Photography’s relationship to time is arguably its greatest puzzle and source of fascination – the inconstant ways that photographs cause us to imagine time, and challenge our perception of time. Specifically, there are two aspects of time that photographs commonly present to us. Most notably, the photographic illusion sets forth an encounter with instants. The visualized instant is more conceptual than empirical. The photographic instant is a temporal duration so short as to be almost imperceptible but not quite lost to consciousness, giving it a quality of immediacy, even urgency. The visualized instant turns an ordinary second into something slightly miraculous. Yet when the subject is itself unmoving, as in a still life or studio portrait, the photographic illusion is indeterminate in its communication of time. It may equally describe a moment, a period, or an epoch. The photograph’s stillness resists the very metaphor of time as flow, suggesting instead a conception of time as a present or presence that endures.

Installation view of Nancy Floyd's exhibition "Weathering Time," on view at Whitespace through December 2.

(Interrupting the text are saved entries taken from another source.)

PR #411, opened 2024-04-10
nixd: complete nixpkgs

inclyc:


nixd/lib/Controller/Completion.cpp
```diff
@@ -102,11 +163,47 @@ void Controller::onCompletion(const CompletionParams &Params,
...
         Reply(std::move(List));
       }
     }
   };
   boost::asio::post(Pool, std::move(Action));
 }
+
+void Controller::onCompletionItemResolve(const CompletionItem &Params,
+                                         Callback<CompletionItem> Reply) {
+  if (Params.data.empty() || !NixpkgsEval) {
```
inclyc, line 191: move this to the thread pool.

nixd/lib/Controller/Completion.cpp
```diff
@@ -102,11 +163,47 @@ void Controller::onCompletion(const CompletionParams &Params,
...
+    Reply(Params);
+    return;
+  }
+  AttrPathCompleteParams Req;
+  auto EV = llvm::json::parse(Params.data);
+  if (!EV)
+    Reply(EV.takeError());
```
inclyc, line 198: return

PR #450, opened 2024-04-23
editors/nvim: fix missing example folder issue in remote testing

Ruixi-rebirth:


inclyc (commented):
> fix missing test folder issue in remote testing

What is 'remote testing' and what is exactly 'missing test folder' issue?

Ruixi-rebirth:
> > fix missing test folder issue in remote testing
> 
> What is 'remote testing' and what is exactly 'missing test folder' issue?

'remote testing'： the nvim test environment defined by the remote repository
'missing test folder': `./nixd/docs/examples/NixOS_Home-Manager/*`


When I pull the necessary definitions from the remote repository and create the nvim test environment I get the following problem：

image


So I've added a way to handle this: when it can't find the example folder locally, it pulls this test example from the git repo

image

inclyc (approved):
I see. However looks like you are trying to use the flake to setup nixos + home-manager options, why not write `builtins.fetchTarball`-like expressions in the neovim, so thus you don't need to do such "fetching flake to /tmp" ugly stuff.

```
"expr": "builtins.fetchTarball ..." 
```

Ruixi-rebirth:
Oh, I got it.

inclyc:
Note that `fetchTarball` might be relatively slow thus the completion will not pop immediately, which may affect end-user experience.

Ruixi-rebirth:
In terms of how to configure it, I don't think it's necessary to start another devShell on how to write a home-manager configuration. The purpose of the devShells.nvim configuration here is one thing: to experience the beauty of nixd in the easiest way possible for the user.

Although the current way of pulling the examples directory from the repository is ugly, the fact that users can use our examples locally makes it very easy for them to experience the power of `nixd`.

inclyc:
>  the fact that users can use our examples locally

During the first time nixd lauches, the flake inputs will be fetched from the internet, this is rather slow. Run `nix store gc` and then launch the editor environment may reproduce this issue

Ruixi-rebirth:
If so,then we can tell the user when we start the editor that nixd will be slow the first time we start it.

inclyc:
> If so,then we can tell the user when we start the editor that nixd will be slow the first time we start it.

Okay, I agree.

flake.nix
```diff
@@ -50,13 +53,34 @@
...
             nixd
             pkgs.nixpkgs-fmt
+            pkgs.git
             (import ./nixd/docs/editors/nvim-lsp.nix { inherit pkgs; })
           ];
+          inputsFrom = [
+            config.flake-root.devShell
+          ];
           shellHook = ''
+            echo -e "\n\033[1;31mDuring the first time nixd launches, the flake inputs will be fetched from the internet, this is rather slow.\033[0m"
```
Ruixi-rebirth, line 63: I have already added the prompt information

PR #470, opened 2024-04-27
nixd: introduce `--semantic-tokens=true/false` to toggle the feature

inclyc:
Recently @GaetanLepage reported these tokens looks very strange on some color theme, in vim.

Introduce a CLI flag that completely disable this feature at all. Because changing color theme might be non-trivial.


GaetanLepage:
Thank you for this convenient features.
Congratulations for this great nixd major release !

Issue #499, opened 2024-05-17
nixd dies on shutdown but not in the way eglot expects?


Atemu:
Whenever I shutdown `nixd` via emacs' eglot either via `eglot-shutdown` or by killing the last buffer, eglot complains that the LSP died:

```
(jsonrpc-error "request id=15 failed:" (jsonrpc-error-code . -1) (jsonrpc-error-message . "Server died") (jsonrpc-error-data))
```

Well, of course it died (that's what it's supposed to do) but somehow it doesn't shut down like eglot expects it to?

`haskell-language-server` exits properly from eglot's perspective, so it must be something about nixd.

Here's `nixd --log=debug` stderr from the point I stop it:

```
V[15:06:47.125] 249743: <<< {"jsonrpc":"2.0","id":4,"method":"shutdown","params":null}
I[15:06:47.125] 249743: <-- shutdown(4)
I[15:06:47.126] 249743: --> notify exit
V[15:06:47.126] 249743: >>> {"jsonrpc":"2.0","method":"exit","params":null}
I[15:06:47.158] 249743: --> notify exit
V[15:06:47.158] 249743: >>> {"jsonrpc":"2.0","method":"exit","params":null}
```

Eglot's event buffer I captured in another repro:

```
(:jsonrpc "2.0" :id 5 :method "shutdown" :params nil)
[stderr] V[17:53:05.692] 257822: <<< {"jsonrpc":"2.0","id":5,"method":"shutdown","params":null}
[stderr] I[17:53:05.692] 257822: <-- shutdown(5)
[stderr] I[17:53:05.696] 257822: --> notify exit
[stderr] V[17:53:05.696] 257822: >>> {"jsonrpc":"2.0","method":"exit","params":null}
[stderr] I[17:53:05.731] 257822: --> notify exit
[stderr] V[17:53:05.731] 257822: >>> {"jsonrpc":"2.0","method":"exit","params":null}
[internal] Fri May 17 17:53:05 2024:
(:message "Connection state changed" :change "finished\n")

----------b---y---e---b---y---e----------
```

What I find weird is the two exit calls but I'm not familiar with the LSP.

```
nixd, version: 2.1.2
```

inclyc:
There are merely two problems reported in this issue, the first:

> I[15:06:47.126] 249743: --> notify exit
> V[15:06:47.126] 249743: >>> {"jsonrpc":"2.0","method":"exit","params":null}
> I[15:06:47.158] 249743: --> notify exit
[...]

PR #502, opened 2024-05-18
nixd/Controller: reply `shutdown`

inclyc:


inclyc:
`shutdown` was ignored before this commit. @Atemu could you confirm whether this PR fixes https://github.com/nix-community/nixd/issues/499  ?

Atemu (approved):
Nixd now shuts down "cleanly" from eglot's perspective, thank you!

The exit signal is 9; not sure whether that's expected or not.

inclyc:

Installation view of Nancy Floyd’s exhibition “Weathering Time,” on view at Whitespace through December 2.

Both of these aspects of time are at play in Nancy Floyd’s photographs on view through December 2 at Whitespace. Titled “Weathering Time,” the exhibition presents examples from an ongoing project that Floyd began in 1982, when she resolved to make a photograph of herself each day. Using rolls of film dedicated entirely to this purpose (though pictures from recent years are digital in origin) each frame represents one day in her life, and a blank frame represents the comparatively few days that she did not or could not make a picture. Floyd has pursued her project with a profound sense of duty. Every day she performs a ritual of self-picturing that is not (as in the culture of the selfie) a performance of self-admiration. Rather, each is a study in the banality of the everyday, the zone of domestic vastness where Floyd stages a self-seeking that is, by definition, open-ended, inconclusive, and sprawling.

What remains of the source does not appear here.